───── Material to process
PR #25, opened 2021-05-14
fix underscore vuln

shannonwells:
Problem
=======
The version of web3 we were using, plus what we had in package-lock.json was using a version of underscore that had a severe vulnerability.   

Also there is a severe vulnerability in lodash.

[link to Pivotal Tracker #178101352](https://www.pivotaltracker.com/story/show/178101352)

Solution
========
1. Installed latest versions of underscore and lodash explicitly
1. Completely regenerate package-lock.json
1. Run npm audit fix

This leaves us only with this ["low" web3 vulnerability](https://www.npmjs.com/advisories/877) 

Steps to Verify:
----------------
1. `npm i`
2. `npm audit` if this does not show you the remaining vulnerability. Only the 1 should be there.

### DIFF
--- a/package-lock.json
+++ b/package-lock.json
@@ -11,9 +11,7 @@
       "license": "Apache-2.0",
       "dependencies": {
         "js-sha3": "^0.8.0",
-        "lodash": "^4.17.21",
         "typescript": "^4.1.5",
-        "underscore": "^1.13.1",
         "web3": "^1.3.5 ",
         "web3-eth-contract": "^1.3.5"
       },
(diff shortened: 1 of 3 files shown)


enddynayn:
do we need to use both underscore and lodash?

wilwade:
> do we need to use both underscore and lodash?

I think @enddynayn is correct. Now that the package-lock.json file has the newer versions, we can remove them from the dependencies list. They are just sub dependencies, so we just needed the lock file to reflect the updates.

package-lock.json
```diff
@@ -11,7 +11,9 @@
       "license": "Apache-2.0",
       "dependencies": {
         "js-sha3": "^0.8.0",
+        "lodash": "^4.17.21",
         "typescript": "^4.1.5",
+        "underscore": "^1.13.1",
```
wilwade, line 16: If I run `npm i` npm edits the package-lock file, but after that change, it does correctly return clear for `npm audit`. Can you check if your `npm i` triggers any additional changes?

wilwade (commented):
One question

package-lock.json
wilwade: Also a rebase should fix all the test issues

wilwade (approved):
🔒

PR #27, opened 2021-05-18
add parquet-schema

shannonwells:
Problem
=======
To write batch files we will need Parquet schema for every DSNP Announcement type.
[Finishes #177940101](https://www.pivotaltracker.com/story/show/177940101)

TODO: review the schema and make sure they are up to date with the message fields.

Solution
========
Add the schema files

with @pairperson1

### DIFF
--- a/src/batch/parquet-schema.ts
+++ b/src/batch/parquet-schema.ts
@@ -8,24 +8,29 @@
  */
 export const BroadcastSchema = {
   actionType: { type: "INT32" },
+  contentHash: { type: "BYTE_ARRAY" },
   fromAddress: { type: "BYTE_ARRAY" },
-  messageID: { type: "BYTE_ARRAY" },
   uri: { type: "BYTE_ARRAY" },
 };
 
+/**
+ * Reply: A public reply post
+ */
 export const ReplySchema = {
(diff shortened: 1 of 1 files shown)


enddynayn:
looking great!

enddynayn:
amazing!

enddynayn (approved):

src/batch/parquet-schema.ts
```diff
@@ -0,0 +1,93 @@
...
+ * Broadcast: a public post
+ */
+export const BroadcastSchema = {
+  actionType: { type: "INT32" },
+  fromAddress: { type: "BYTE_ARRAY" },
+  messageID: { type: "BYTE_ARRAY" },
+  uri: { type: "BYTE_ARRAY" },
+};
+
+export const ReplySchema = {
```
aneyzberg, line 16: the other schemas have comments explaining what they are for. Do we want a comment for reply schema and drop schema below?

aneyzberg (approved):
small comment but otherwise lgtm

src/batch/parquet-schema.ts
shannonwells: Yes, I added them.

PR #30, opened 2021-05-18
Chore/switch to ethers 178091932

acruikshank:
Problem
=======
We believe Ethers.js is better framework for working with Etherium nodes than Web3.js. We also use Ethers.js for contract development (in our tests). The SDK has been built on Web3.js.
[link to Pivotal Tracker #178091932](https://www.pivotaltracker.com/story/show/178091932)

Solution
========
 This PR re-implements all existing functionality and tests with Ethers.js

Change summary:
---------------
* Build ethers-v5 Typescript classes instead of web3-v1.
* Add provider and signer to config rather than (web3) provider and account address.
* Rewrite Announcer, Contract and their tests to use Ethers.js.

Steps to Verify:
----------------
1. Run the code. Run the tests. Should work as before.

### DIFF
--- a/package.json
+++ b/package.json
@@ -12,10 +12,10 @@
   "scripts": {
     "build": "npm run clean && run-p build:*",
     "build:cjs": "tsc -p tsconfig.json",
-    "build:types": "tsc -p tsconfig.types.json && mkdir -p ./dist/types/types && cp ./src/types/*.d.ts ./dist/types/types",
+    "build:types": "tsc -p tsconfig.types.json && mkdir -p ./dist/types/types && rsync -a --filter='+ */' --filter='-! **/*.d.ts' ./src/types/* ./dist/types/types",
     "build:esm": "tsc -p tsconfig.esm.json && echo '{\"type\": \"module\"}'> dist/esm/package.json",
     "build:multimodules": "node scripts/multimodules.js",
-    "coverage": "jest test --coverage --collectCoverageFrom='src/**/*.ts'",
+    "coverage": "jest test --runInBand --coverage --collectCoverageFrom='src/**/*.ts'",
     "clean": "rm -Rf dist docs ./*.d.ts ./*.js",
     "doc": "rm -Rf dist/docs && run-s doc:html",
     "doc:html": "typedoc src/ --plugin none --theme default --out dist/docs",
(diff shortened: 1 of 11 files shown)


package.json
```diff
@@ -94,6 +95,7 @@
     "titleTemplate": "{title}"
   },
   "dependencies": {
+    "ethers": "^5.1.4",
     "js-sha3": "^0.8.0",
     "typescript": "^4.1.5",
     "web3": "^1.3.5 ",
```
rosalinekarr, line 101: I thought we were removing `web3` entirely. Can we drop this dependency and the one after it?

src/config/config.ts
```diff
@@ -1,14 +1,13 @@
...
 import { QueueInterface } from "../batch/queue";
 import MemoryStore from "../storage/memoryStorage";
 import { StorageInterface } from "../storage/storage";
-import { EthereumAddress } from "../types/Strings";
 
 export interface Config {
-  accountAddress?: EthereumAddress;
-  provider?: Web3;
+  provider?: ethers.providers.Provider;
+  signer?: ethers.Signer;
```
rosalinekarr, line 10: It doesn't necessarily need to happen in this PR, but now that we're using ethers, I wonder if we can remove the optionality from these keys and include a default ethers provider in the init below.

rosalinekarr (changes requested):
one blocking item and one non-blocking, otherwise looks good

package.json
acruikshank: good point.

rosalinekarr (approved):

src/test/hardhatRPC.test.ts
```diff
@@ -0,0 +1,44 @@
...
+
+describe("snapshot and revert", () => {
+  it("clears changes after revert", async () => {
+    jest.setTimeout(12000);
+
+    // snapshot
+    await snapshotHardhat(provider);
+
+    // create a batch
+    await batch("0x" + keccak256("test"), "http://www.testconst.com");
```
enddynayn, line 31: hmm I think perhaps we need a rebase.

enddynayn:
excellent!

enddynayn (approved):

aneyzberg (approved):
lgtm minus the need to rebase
──────────
Problem to solve: Print out all of the data above word for word.

Output for this task:
PR #25, opened 2021-05-14
fix underscore vuln

shannonwells:
Problem
=======
The version of web3 we were using, plus what we had in package-lock.json was using a version of underscore that had a severe vulnerability.   

Also there is a severe vulnerability in lodash.

[link to Pivotal Tracker #178101352](https://www.pivotaltracker.com/story/show/178101352)

Solution
========
1. Installed latest versions of underscore and lodash explicitly
1. Completely regenerate package-lock.json
1. Run npm audit fix

This leaves us only with this ["low" web3 vulnerability](https://www.npmjs.com/advisories/877) 

Steps to Verify:
----------------
1. `npm i`
2. `npm audit` if this does not show you the remaining vulnerability. Only the 1 should be there.

### DIFF
--- a/package-lock.json
+++ b/package-lock.json
@@ -11,9 +11,7 @@
       "license": "Apache-2.0",
       "dependencies": {
         "js-sha3": "^0.8.0",
-        "lodash": "^4.17.21",
         "typescript": "^4.1.5",
-        "underscore": "^1.13.1",
         "web3": "^1.3.5 ",
         "web3-eth-contract": "^1.3.5"
       },
(diff shortened: 1 of 3 files shown)


enddynayn:
do we need to use both underscore and lodash?

wilwade:
> do we need to use both underscore and lodash?

I think @enddynayn is correct. Now that the package-lock.json file has the newer versions, we can remove them from the dependencies list. They are just sub dependencies, so we just needed the lock file to reflect the updates.

package-lock.json
```diff
@@ -11,7 +11,9 @@
       "license": "Apache-2.0",
       "dependencies": {
         "js-sha3": "^0.8.0",
+        "lodash": "^4.17.21",
         "typescript": "^4.1.5",
+        "underscore": "^1.13.1",
```
wilwade, line 16: If I run `npm i` npm edits the package-lock file, but after that change, it does correctly return clear for `npm audit`. Can you check if your `npm i` triggers any additional changes?

wilwade (commented):
One question

package-lock.json
wilwade: Also a rebase should fix all the test issues

wilwade (approved):
🔒

PR #27, opened 2021-05-18
add parquet-schema

shannonwells:
Problem
=======
To write batch files we will need Parquet schema for every DSNP Announcement type.
[Finishes #177940101](https://www.pivotaltracker.com/story/show/177940101)

TODO: review the schema and make sure they are up to date with the message fields.

Solution
========
Add the schema files

with @pairperson1

### DIFF
--- a/src/batch/parquet-schema.ts
+++ b/src/batch/parquet-schema.ts
@@ -8,24 +8,29 @@
  */
 export const BroadcastSchema = {
   actionType: { type: "INT32" },
+  contentHash: { type: "BYTE_ARRAY" },
   fromAddress: { type: "BYTE_ARRAY" },
-  messageID: { type: "BYTE_ARRAY" },
   uri: { type: "BYTE_ARRAY" },
 };
 
+/**
+ * Reply: A public reply post
+ */
 export const ReplySchema = {
(diff shortened: 1 of 1 files shown)


enddynayn:
looking great!

enddynayn:
amazing!

enddynayn (approved):

src/batch/parquet-schema.ts
```diff
@@ -0,0 +1,93 @@
...
+ * Broadcast: a public post
+ */
+export const BroadcastSchema = {
+  actionType: { type: "INT32" },
+  fromAddress: { type: "BYTE_ARRAY" },
+  messageID: { type: "BYTE_ARRAY" },
+  uri: { type: "BYTE_ARRAY" },
+};
+
+export const ReplySchema = {
```
aneyzberg, line 16: the other schemas have comments explaining what they are for. Do we want a comment for reply schema and drop schema below?

aneyzberg (approved):
small comment but otherwise lgtm

src/batch/parquet-schema.ts
shannonwells: Yes, I added them.

PR #30, opened 2021-05-18
Chore/switch to ethers 178091932

acruikshank:
Problem
=======
We believe Ethers.js is better framework for working with Etherium nodes than Web3.js. We also use Ethers.js for contract development (in our tests). The SDK has been built on Web3.js.
[link to Pivotal Tracker #178091932](https://www.pivotaltracker.com/story/show/178091932)

Solution
========
 This PR re-implements all existing functionality and tests with Ethers.js

Change summary:
---------------
* Build ethers-v5 Typescript classes instead of web3-v1.
* Add provider and signer to config rather than (web3) provider and account address.
* Rewrite Announcer, Contract and their tests to use Ethers.js.

Steps to Verify:
----------------
1. Run the code. Run the tests. Should work as before.

### DIFF
--- a/package.json
+++ b/package.json
@@ -12,10 +12,10 @@
   "scripts": {
     "build": "npm run clean && run-p build:*",
     "build:cjs": "tsc -p tsconfig.json",
-    "build:types": "tsc -p tsconfig.types.json && mkdir -p ./dist/types/types && cp ./src/types/*.d.ts ./dist/types/types",
+    "build:types": "tsc -p tsconfig.types.json && mkdir -p ./dist/types/types && rsync -a --filter='+ */' --filter='-! **/*.d.ts' ./src/types/* ./dist/types/types",
     "build:esm": "tsc -p tsconfig.esm.json && echo '{\"type\": \"module\"}'> dist/esm/package.json",
     "build:multimodules": "node scripts/multimodules.js",
-    "coverage": "jest test --coverage --collectCoverageFrom='src/**/*.ts'",
+    "coverage": "jest test --runInBand --coverage --collectCoverageFrom='src/**/*.ts'",
     "clean": "rm -Rf dist docs ./*.d.ts ./*.js",
     "doc": "rm -Rf dist/docs && run-s doc:html",
     "doc:html": "typedoc src/ --plugin none --theme default --out dist/docs",
(diff shortened: 1 of 11 files shown)


package.json
```diff
@@ -94,6 +95,7 @@
     "titleTemplate": "{title}"
   },
   "dependencies": {
+    "ethers": "^5.1.4",
     "js-sha3": "^0.8.0",
     "typescript": "^4.1.5",
     "web3": "^1.3.5 ",
```
rosalinekarr, line 101: I thought we were removing `web3` entirely. Can we drop this dependency and the one after it?

src/config/config.ts
```diff
@@ -1,14 +1,13 @@
...
 import { QueueInterface } from "../batch/queue";
 import MemoryStore from "../storage/memoryStorage";
 import { StorageInterface } from "../storage/storage";
-import { EthereumAddress } from "../types/Strings";
 
 export interface Config {
-  accountAddress?: EthereumAddress;
-  provider?: Web3;
+  provider?: ethers.providers.Provider;
+  signer?: ethers.Signer;
```
rosalinekarr, line 10: It doesn't necessarily need to happen in this PR, but now that we're using ethers, I wonder if we can remove the optionality from these keys and include a default ethers provider in the init below.

rosalinekarr (changes requested):
one blocking item and one non-blocking, otherwise looks good

package.json
acruikshank: good point.

rosalinekarr (approved):

src/test/hardhatRPC.test.ts
```diff
@@ -0,0 +1,44 @@
...
+
+describe("snapshot and revert", () => {
+  it("clears changes after revert", async () => {
+    jest.setTimeout(12000);
+
+    // snapshot
+    await snapshotHardhat(provider);
+
+    // create a batch
+    await batch("0x" + keccak256("test"), "http://www.testconst.com");
```
enddynayn, line 31: hmm I think perhaps we need a rebase.

enddynayn:
excellent!

enddynayn (approved):

aneyzberg (approved):
lgtm minus the need to rebase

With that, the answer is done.